Michael Porter's generic strategy

Generic strategy.

Ik kan het me nog herinneren tijdens mijn studie. Daar was hij dan Michael Porter: jong, intelligent, modieus, intellectuele bril, mooie modellen, dikke boeken, de status van een bestsellerschrijver, van een goeroe, uit een wetenschappelijke setting (Harvard etc.)
Bijna een icoon in een tijd dat bedrijfskunde omhoogschoot, MBA een conditio sine qua non werd op je (en mijn) CV.
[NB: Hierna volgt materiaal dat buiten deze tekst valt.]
PR #785, opened 2020-04-06
Update bazel

keith:


keith:
We'll see if this works out of the box, I expect it to

rebello95:
Actually we should wait for Envoy to bump: https://github.com/envoyproxy/envoy/blob/master/.bazelversion

keith:
Attempting to update that here: https://github.com/envoyproxy/envoy/pull/10670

Concurrentie en strategie.

De taal was duidelijk: Concurrentie is natuurlijk en onvermijdelijk in elke bedrijfstak. Elke bedrijfstak wordt gevormd door een aantal concurrentiele krachten die de aard en de winst-gevendheid van die bedrijfstak bepalen. Een concurrentieel voordeel wordt behaald door waarde te creëren voor de koper. Strategie is en moet zijn: intentional, niet toevallig, optioneel o.i.d. Binnen de strategie zijn 2 issues cruciaal : Attractiviteit van de bedrijfstak/industry en de relatieve positie van een onderneming binnen die industry. Attractiviteit wordt bepaald door een set van 5 factoren: entry barriers. Kopersmacht, leveranciersmacht, dreiging van substituten, rivalen/concurrenten. Winstgevendheid en lange termijn “houdbaarheid” hangen af van de positie van een onderneming binnen de bedrijfstak. Wat een onderneming ook allemaal in huis heeft aan competenties, sterktes, zwaktes etc. Competitive advantage (de titel van de Porter-bible) wordt bepaald door of lage kosten of differentiatie.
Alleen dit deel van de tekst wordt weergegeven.